The active haptic interfaces offer the capability to incorporate sensors to capture and record data for gesture evaluation and assessment. A mock needle and mock ultrasound probe could be incorporated in the haptic interface. Many commercially available haptic devices offer the advantage of being compatible with existing frameworks and libraries, and would be easy for development by appropriate customization. One such customization could be a hand rest for the practitioners along with a knob to hold the needle and prevent it from falling. The selected haptic device must be able to produce the required forces to create a realistic training scenario for the trainees. To produce realistic forces, it is vital to ensure that the mechanical properties of the devices are within the required constraints.
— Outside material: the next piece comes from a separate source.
PR #2550, opened 2019-12-14
Support bytes fetch type (fixes #1786)

### LINKED ISSUE #1786: proposal: binary fetch type
Inspired by the thread on #1686. It is very common to load binary data (pickled objects, arrow data frames, etc.) that need to get put through `Uint8Array`, that it might make sense to have an additional fetch type called `bytes` or `binary` that automatically does it so users don't have to deal with an additional implementation detail.

This would be as simple as just wrapping `fetch(url).then(r=>arrayBuffer()).then(data=>new Uint8Array(data))` most likely.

Additionally, the respective mathematical models must take the elasticity of the tissues into account, and must not necessarily consider them as rigid structures. Furthermore, the parameters necessary to render the tissues and needle must be determined. For liver, the parameters could be obtained by conducting insertion tests on porcine and bovine samples. For simulations, although the FEM method is proved effective, it does not allow real-time computation; a solution to this could be a hybrid approach. For instance, the CuTFEM approach is faster than the traditional FEM approach, yet it is slow in terms of rendering force feedback. In the hybrid solution, the CuTFEM approach is reported promising. Pellicer-Valero et al. (2020) apply a ML technique to a large dataset of liver models that are created using the FEM approach; the algorithm achieves good outcomes by enabling real-time force simulation on the liver with a Euclidean error of less than 1 mm. Another additional variable using AR and haptics for training in PLB could visually illustrate the insertion point along with the angle of insertion.

6 Conclusion

Haptics could be integrated to provide feedback if the angle of insertion is different from the illustrated angle. Additionally, if the needle’s path deviates from the ideal trajectory path, haptics could be of help. Embedding sensors in training simulators to record data could be a solution for future developments. Furthermore, evaluating different AR and haptic devices, mathematical models/methods and classifying them based on their utility and performance could help the developers select the optimal approach when developing an AR haptic simulator for PLB training. To conclude, AR and haptic interaction, when integrated could provide a realistic, efficient, and immersive training simulator.